UNITED STATES BANKRUPTCY COURT
EASTERN DISTRICT OF KENTUCKY
PIKEVILLE DIVISION

 

 

 

IN RE:

 

ROBERT E. PARKER

 

DEBTOR                                                                                              CASE NO. 02-74320

 

 

 

THOMAS W. GOODMAN, JR.                                                             PLAINTIFF

 

 

VS.                                                                                                       ADV. NO. 05-7161

 

 

ROBERT E. PARKER                                                                          Debtor

 

                                              MEMORANDUM OPINION AND ORDER

 

1.         Introduction

This matter is before the court on the Motion for Permanent Injunction filed herein by the Plaintiff (“Goodman”) on January 6, 2006.  The court entered a Preliminary Injunction on December 27, 2005, and the current motion seeks to make it permanent.  The Preliminary Injunction prohibits the Defendant/Debtor (“the Debtor”) from continuing to prosecute the state court action captioned Robert E. Parker, et al. v. Thomas Goodman, Case No. 05-CI-00979, in the Pike Circuit Court.  In entering the Preliminary Injunction, the court found that the claims and causes of action being prosecuted by the Debtor in the state court action were purchased by Lawyers Mutual Insurance Company on behalf of Goodman from the Chapter 7 estate.  The court approved that sale, in which $10,000.00 was paid for the claims and causes of action, by an order entered on September 8, 2005.

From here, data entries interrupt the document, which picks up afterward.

PR #68, opened 2015-12-29
router(model): Clean model WRT to nginx-specific domain configuration

krancour:
This partly undoes #67.  It retains the functionality that was introduced there, but achieves it without the possibility of putting nginx-specific regex patterns in the model.  By not polluting the model we increase the ease with which we could swap nginx for something else in the future.


bacongobbler:
Seems fair to me. +1

PR #123, opened 2026-09-15
Choose what the model picker shows you

LiminalDevving:
> **Stacked PR — 4 of 8.** Base is the previous PR's branch (#122), not `main`, so the
> diff shown is only this PR's own changes. Merge after #122.

## Summary

- An account can **hide models from its own picker**. The instance-level catalog stays shared; what you scroll past is yours. A hidden model keeps working in chats and jobs that already use it — this changes the picker, not the data.
- Adds a **Models** tab beside API Keys, grouped by provider to match how the picker presents them.
- Subscription tiers move behind a seam. Tier is a billing concept, and a build with no billing has no use for a Tier tab or tier badges. The picker already defaulted to grouping by vendor, so nothing changes for anyone who was not using that tab.
- Fixes an off-by-one in the "keep at least one model visible" rule: the warning appeared when you tried to hide your last model but only cleared once you had **two**, so it sat there for as long as you stayed at one. The constraint is now a disabled control and a quiet note rather than an error raised after the click.

## Test plan

- [x] Manually verified in a browser: hid and restored models, confirmed the picker follows, confirmed a hidden model still works in a chat that already used it

## Checklist


LiminalDevving:
Putting this back to draft.

GoriVix:
Same as other one -- UI screenshots. You have a compass issue still as well.

What motivates doing this one right now? I am fine with it and we have talked about having something like this for the live service too (although I was considering removing them from the listModels() call as well, so agents dont create *new* jobs or subagents with disabled models -- that way the feature also can be 'dont spin up subagents with fable plz k thx') and are we planning to release this one over in the SaaS side and does it work for that?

2.         Factual background

The Debtor filed a Chapter 7 case on November 1, 2002 (he converted his case to a Chapter 13 case on May 14, 2003, but it was re-converted to Chapter 7 on July 9, 2003).  He hired Goodman to represent him, and terminated his services on August 5, 2004.  On July 15, 2005, the Debtor commenced the above-referenced state court action against Goodman, alleging legal malpractice relating to his bankruptcy case.  One of the Debtor’s state court complaint allegations, characterized as an “individual claim,” is that on August 5, 2004,  Goodman refused to deliver the “original case file” relating to his bankruptcy case, informing him that he could have it copied at his own expense if he desired.  Goodman then released the case file to the Debtor the next day. 

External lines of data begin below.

PR #124, opened 2026-09-15
Assumptions a self-hosted install cannot meet

LiminalDevving:
> **Stacked PR — 5 of 8.** Base is the previous PR's branch (#123), not `main`, so the
> diff shown is only this PR's own changes. Merge after #123.

## Summary

Four places where the app assumed capabilities an ordinary account does not have.

- **Service tiers.** Requests hardcoded `priority` and `flex`, which an ordinary account cannot use. Now omitted unless `OPENAI_SERVICE_TIERS=true`.
- **The first-chat greeting** was pinned to an Anthropic model. It fires automatically on account setup, before the user has configured anything, so an install without an Anthropic key opened on a missing-key error. Moved to an OpenAI model — the one provider chat already requires.
- **`gpt-5.1-nano` does not exist.** Seeded from the open-source release onward; a request returns 404 `model_not_found`, with none of the aliasing to a dated snapshot that real names get. Anyone who picked it had every send fail. Removing it from the seed catalog only helps new installs, so it is retired through the existing migration, which also repoints affected chats and account defaults.
- **Archival required Anthropic regardless of the chat's provider.** Gemini and GLM chats take the same rebuilt-context checkpoint path as Claude chats, and its scratchpad and memory steps were hardcoded to Anthropic. Those chats worked while memory silently never updated. Archival now follows the chat's own provider.

Also swaps the shared small-utility model, whose current pin has a shutdown
date about five weeks out, and consolidates it into one constant — four jobs
across two packages shared that string by copy.

## Test plan

- [x] Manually verified: every model the app depends on checked against the provider's live model list; retirement verified against a real database — first boot migrated and soft-deleted the row, the model list dropped by one, and a second boot was a clean no-op

## Checklist


LiminalDevving:
Putting this back to draft.

GoriVix:
> Service tiers. Requests hardcoded priority and flex, which an ordinary account cannot use. Now omitted unless OPENAI_SERVICE_TIERS=true.

Are you sure about this? I was under the impression that the tiers were available to anyone. OpenAI is (afaik) the only vendor that has these in general though. I'm fine with making it a local toggle

internal/agent/archival_from_context.go
```diff
@@ -0,0 +1,166 @@
...
+// The checkpoint sequence has two shapes. OpenAI chats chain each archival step
+// off the response id of the turn that just finished. Every other provider
+// rebuilds conversation context from the database and sends it explicitly.
+//
+// That second shape used to be hardcoded to the Anthropic provider, which was
+// correct only by accident: it is also the path Gemini and z.ai chats take, and
+// those accounts have no reason to hold an Anthropic key. The result was a chat
+// that worked while its memory silently never updated. These functions are the
+// OpenAI rendering of the same steps, for chats whose own provider is not
+// Anthropic — OpenAI being the one credential every account already needs.
```
GoriVix, line 29: Ok. So we have what, 8 model providers. There should be a path to go to OpenAI that is NOT OpenAI native, so doesnt start with a previousResponseId. Those paths DO generally continue to use previousResponseId for subsequent calls in the summarizer chain, which they dont really need to but it is a legacy / convenience.

If we are going to change this, we should make *every* model go through the exact same summarizer and assume no chaining of responseIds *into* the summarizer (they can chain *within* the summarizer mostly not worth tearing this down)

internal/agent/archival_from_context.go
```diff
@@ -0,0 +1,166 @@
...
+//
+// archivalContextItems renders the rebuilt context, then appends the step's own
+// instruction turns. Images the Responses API will not accept are stripped
+// first: one unsupported attachment otherwise fails the whole call with a 400,
+// which is the same guard the checkpoint summariser already applies.
+func archivalContextItems(modelContext *provider.ModelContext, extra ...responses.ResponseInputItemUnionParam) []responses.ResponseInputItemUnionParam {
+	items := provider.RenderOpenAIInputItems(provider.SanitizeImagesForOpenAIInput(modelContext))
+	return append(items, extra...)
+}
```
GoriVix, line 38: this should almost certainly exist on the modelContext object, if anywhere. There is already a method to add items / clone

internal/agent/first_chat_onboarding_prompt.go
```diff
@@ -7,7 +7,19 @@ import (
...
+// It must name an OpenAI model. The greeting fires automatically on account
+// setup, before the user has chosen anything, so it cannot depend on a
+// provider the account may not have configured — pointing it at Anthropic
+// made the first thing a new self-hosted user saw an "Anthropic API key is
+// not configured" error. OpenAI is the one provider chat already requires,
+// so an OpenAI model is the only choice that is always satisfiable.
+//
+// This must also be a model seeded in models.AvailableModels, because the
+// greeting is resolved through the model catalog by name.
+const FirstChatGreetingModelName = "gpt-5-mini"
```
GoriVix, line 22: we should standardize this to the same variable as the other defaults and use 5.6-luna

GoriVix (commented):
We should split this one up -- it mixes very low risk things (The tiering, changing models for first message) with VERY high risk things (fucking with the summarizer logic). I'm gonna need to go through the summarizer changes with a fine-tooth comb, bugs there are VERY subtle and hard to notice and the code is not straightforward, it is the main place in our app where there be dragons :(

PR #125, opened 2026-09-15
What each provider key is for, and what it can reach

LiminalDevving:
> **Stacked PR — 6 of 8.** Base is the previous PR's branch (#124), not `main`, so the
> diff shown is only this PR's own changes. Merge after #124.

## Summary

- Adds a **providers page** answering "what is my key being spent on, and by which model", replacing a link to a README anchor that did not exist. It is read mid-setup by someone deciding which keys to paste, so it belongs in the app.
- The job-to-model mapping is served from `/provider-usage` and built from the same constants the calls use, rather than written out in the page. A second copy is how the architecture summary came to name the wrong archival model for months.
- Adds `/provider-models/{provider}`, which asks a provider which models it actually serves, using the calling account's key. The hand-written catalog rotted; a list sourced from the provider cannot contain a name the provider does not have, and because it uses the caller's own key, what comes back is what that key can reach.

Nothing is filtered server-side. Retired and non-chat entries are returned with
their kind and shutdown date, because the kind is a heuristic over the model id
— these list endpoints return no capability information at all — and dropping a
misjudged model would make it unreachable rather than merely mislabelled.

Only OpenAI has a lister; other providers answer 501 rather than pretending.

## Test plan

- [x] Manually verified against a live provider: full catalog returned and bucketed, retired entries flagged, cached reads served without a round trip, `?refresh=true` bypassing the cache, and an unimplemented provider answering 501

## Checklist


LiminalDevving:
Putting this back to draft.

GoriVix (commented):
This one should also be split up into the easy stuff (changing base models, setting constants) and the new functionality (new UI screen)

Also please add UI screenshots + test coverage.

Also we dont need caches on this stuff I think, it is extra complexity without much value -- this is like 1kb of DB data at most and the cache TTL stuff can create confusing interactions to users / more seams to maintain.

PR #128, opened 2026-09-16
Read an unset chat rehydration state as empty rather than failing

LiminalDevving:
Standalone — not part of the `oss/*` stack, and independent of it.

## What rehydration is

Imported threads arrive as a raw transcript with none of the context a native chat builds as it goes — no checkpoint summary, no extracted memories. Rehydration is the one-time background job that reconstitutes that: it summarises the transcript and keeps the last few turns verbatim so the next reply is continuous rather than obviously reading notes. It is expensive on long threads, so it runs lazily, when the thread is unarchived.

`WaitForThreadRehydration` is the gate in front of it. Rehydration runs in the background, so a user can restore a thread and send a message while the summary is still being written; the gate stalls that turn until rehydration reaches a terminal state, or proceeds without it after a timeout. For a thread that needs no rehydration — every natively created chat — it returns immediately.

## Summary

`rehydration_state` is optional and left unset on natively created chats, so the value in the column is normally NULL. The gate scanned it straight into a string, which cannot convert NULL, so it errored and logged on every message in every native chat.

It fails open, so the turn proceeded and nothing broke. Two things were wrong anyway. The gate could not do its job for any chat in that state — had one genuinely had rehydration in flight, it would have errored rather than waited, and the reply would have gone out without the summary. And a warning on every message makes a real rehydration failure indistinguishable from the normal background hum.

Reads the row rather than the column. Ent maps an unset optional string to `""`, which is already the documented value for "no rehydration needed".

## Test plan

- [x] Unit tests cover the unset and populated cases
- [x] Manually verified against a live database: the same chat with a NULL state logged a failure on every message before this change and none after

## Checklist


GoriVix (approved):
RIP good catch

PR #131, opened 2026-09-20
fix: Gemini token double-count, OpenAI forced-final threading, truncation error

GoriVix:
## Summary

Three provider-turn bugs that each ate a whole chat turn:

- **Gemini token inflation.** `streamChatCompletion` relied on `openai.ChatCompletionAccumulator`, which sums `chunk.Usage` across every SSE chunk. That is correct for OpenAI (usage only in the final chunk) but wrong for Gemini's OpenAI-compatible streaming, which repeats a full **cumulative** usage block on every chunk — so prompt tokens were multiplied by the chunk count (an 80k prompt reported as ~300k once the reply got long). Now the usage from the last chunk that carries any is used as the authoritative total. Fixes the inflated per-turn token metric for all OpenAI-compatible providers (Gemini, Mistral, DeepSeek, Qwen, Xiaomi).
- **OpenAI `400 No tool output found for function call`.** `Call` sets `previous_response_id` at request entry but advances the stored id only *after* the call returns, so `params.PreviousResponseID` lags one round behind. The normal loop re-syncs it each `Call`; `ForceFinalResponse` did not. When the model requested tools on both the next-to-last and last loops, the forced final call paired the last round's `function_call_output` items against the *previous* round's response id and OpenAI rejected the turn. `ForceFinalResponse` now re-threads `previous_response_id` to the latest response before firing.
- **Opaque truncation failure.** When a turn spends its whole `MaxTokens` (8192) budget on reasoning or a partial tool call and is cut off before any text block (seen on tool-heavy GLM turns), the empty-turn guard correctly refuses to persist a blank message but surfaced a raw internal dump as the user-facing error. It now detects output-length truncation (`max_tokens` / `max_output_tokens`) and returns a clear, actionable message; the turn still fails and stays retryable. Note: this makes the *failure* legible — the underlying question of why GLM spends its budget on reasoning tokens is separate follow-up work.

Each fix has a regression test that fails without the change:
`TestStreamChatCompletion_DoesNotSumRepeatedUsage`,
`TestOpenAIAdapter_ForceFinalResponse_ThreadsLatestResponseID`, and the
truncation cases in `TestAssertGenerationProducedOutput`.

## Test plan

- [x] `make pre-commit`
- [ ] Frontend lint/test/build
- [x] Manually verified: Gemini token metric holds steady across turns instead of ballooning, and the OpenAI forced-final tool-loop no longer 400s (both reproduced and confirmed fixed against a local Docker stack)

## Checklist


GoriVix:
Compass blocker is a false positive, that is not changed in this PR

PR #139, opened 2026-09-21
feat(chat): remove bookmarks from the navigator and speed up jump-back

### LINKED ISSUE #137: Improve bookmark navigation performance and loading feedback in long threads
### Problem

Another “individual claim” is that asserted for alleged negligence which the Debtor contends resulted in his being denied a discharge.  As set out above, the entire state court action was purchased by Lawyers Mutual Insurance Company (Goodman’s malpractice insurer) for $10,000.00 on behalf of Goodman from the Chapter 7 estate on August 12, 2005.  The Order Approving Sale of Malpractice Claim which was entered on September 8, 2005 stated that it approved “[t]he Trustee’s 11 USC 363 public auction sale of debtor’s interest in [the] legal malpractice claim[.]”  In spite of the sale, the Debtor continued to prosecute the state court action, contending that the above-referenced “individual claims” were never part of the bankruptcy estate.

 


3.         Discussion

As set out by Goodman in the Motion for Permanent Injunction, the state court action is based on claims for legal malpractice related to  Goodman’s representation of the Debtor in his bankruptcy case.  Goodman refers to his Memorandum in Support of Motion for Preliminary Injunction which directed the court’s attention to cases which have held that legal malpractice claims related to an attorney’s filing of a bankruptcy or giving of advice during the bankruptcy case are sufficiently rooted in the debtor’s pre-petition past to be considered part of the bankruptcy case.  In Winick & Rich, P.C. v. Strada Design Assocs., Inc. (In re Strada Design Assocs., Inc.), 326 B.R. 229 (Bankr. S.D. N.Y. 2005), the court considered the debtors’ argument that certain legal malpractice claims were not “property of the estate” because they had arisen after the filing of the case, and determined that:

   . . . . causes of action that accrue under state law prior to the filing of a bankruptcy petition become ‘property of the estate.’  In addition, causes of action that accrue as a result of the filing are ‘property of the estate.’ . . . .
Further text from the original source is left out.